Contradiction in Terms
You say to-may-toe; I say toh-mah-tah. Deal with it.
Wednesday, February 04, 2004

Where have all the tagboards gone?
Probably this should count as a 'pet peeve' entry, because technology and I seem to regularly experience serious non-compatibility issues. But seriously, how rude of the tagboards to stop functioning barely a month after I convinced Vin to switch over from Floogle! Is this what I get for my consumer recommendation? Do they not realize how embarrassin' this is for me?


Meanwhile, I keep getting suspicious messages on my previously spam-free email account.

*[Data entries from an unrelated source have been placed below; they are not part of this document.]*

PR #995, opened 2024-11-12
chore: removes some redundant clone()

helio-frota:


jcrossley3 (approved):
Surprised clippy didn't find these

helio-frota:
yeah, for this we need `cargo clippy -- -W clippy::redundant_clone` more specifically

PR #996, opened 2024-11-13
Add version and handle circular deps in analysis graphs

JimFuller-RedHat:
This PR contains a few interconnected changes to analysis graph:

* add **version** to node
* enable filtering with **version**
* ensure we handle circular dependencies (ex. _etc/test-data/spdx-ubi-examples/v2.json_)
*  heavy refactoring of graph routines

Additionally we should no longer extract name from the component **pURL** - as often a component will  not have a pURL ! - so we retrieve from **sbom_node**. 

**Note**:  We can further refactor in retrieve_ fns but left that till whenever we contemplate doing a MRU style forest of graphs.

### DIFF
--- a/modules/analysis/src/service.rs
+++ b/modules/analysis/src/service.rs
@@ -3,7 +3,7 @@ use sea_orm::{
     prelude::ConnectionTrait, ColumnTrait, DbErr, EntityOrSelect, EntityTrait, QueryFilter,
     QueryOrder, QueryResult, QuerySelect, QueryTrait, Statement,
 };
-use std::collections::HashMap;
+use std::collections::{HashMap, HashSet};
 use tracing::instrument;
 use trustify_common::{
     db::{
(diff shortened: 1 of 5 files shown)


modules/analysis/src/service.rs
```diff
@@ -723,7 +814,6 @@ impl AnalysisService {
                             .filter(|&i| {
                                 if let Some(node) = graph.node_weight(i) {
                                     node.name.eq(&component_name.to_string())
-                                // Use eq for exact match
                                 } else {
                                     false // Return false if the node does not exist
                                 }
```
jcrossley3, line 819: I see this pattern in a few places in this file. Can you convert to something like this, please?
```
.filter(|&i| graph.node_weight(i).is_some_and(|node| node.name.eq(&component_name)))
```

JimFuller-RedHat: thx (great idea!)- note this PR is still in draft (and undergoing change) though feel free to drip feed any thoughts.

ctron (approved):

PR #998, opened 2024-11-13
chore: add 'ci-ai' job

mrizzi:
Adding a CI workflow dedicated to the AI code to be executed only when and if changes are done to the AI module, i.e. within `modules/fundamental/src/ai/`, to avoid slowing down the "main" [`ci`](https://github.com/trustification/trustify/blob/main/.github/workflows/ci.yaml) job with unnecessary AI tests.

Obviously I'm happy to remove the path filter if these tests are considered worth being executed for every PR, independently from the changes in the PR itself.

### DIFF
--- a/.github/workflows/ci-ai.yaml
+++ b/.github/workflows/ci-ai.yaml
@@ -1,0 +1,51 @@
+name: ci-ai
+
+on:
+  workflow_dispatch:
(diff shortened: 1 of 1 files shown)


chirino (approved):
LGTM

I'm convinced these are some schmucks attempting to pass me some evil virus, which, in my book, has become a crime practically tantamount to murder (of my beloved computer!). Whoever you are, I'm warning y'all, leave my inbox alone or I will hunt you down with Marco's vanishing ray.


TRIVIA QUIZ
What's the point of daylight savings time?


answer to yesterday's question
When oil was first found in Pennsylvania in 1859, a chemist named Robert Cheesebrough noticed that a colorless film called 'rod wax' collected around the pump rods on oil wells, gumming up the works until it was removed. He noted further that oil workers would slap the gunk on any exposed injuries, where it not only stopped the bleeding, but also seemed to help cuts heal.


Abandoning his earlier dream of becoming an oil magnate, Cheesebrough raced home with some rod wax, and set to work creating a clean form of the stuff, which he called 'petroleum jelly'. He ended up making so much of the jelly that he filled up every last beaker in his lab, and, in desperation, tossed out his wife's fresh flowers in order to use her flower vases for additional storage. Thus the brand name 'Vaseline' was born.


"Rod wax". Honestly, how obvious can you get?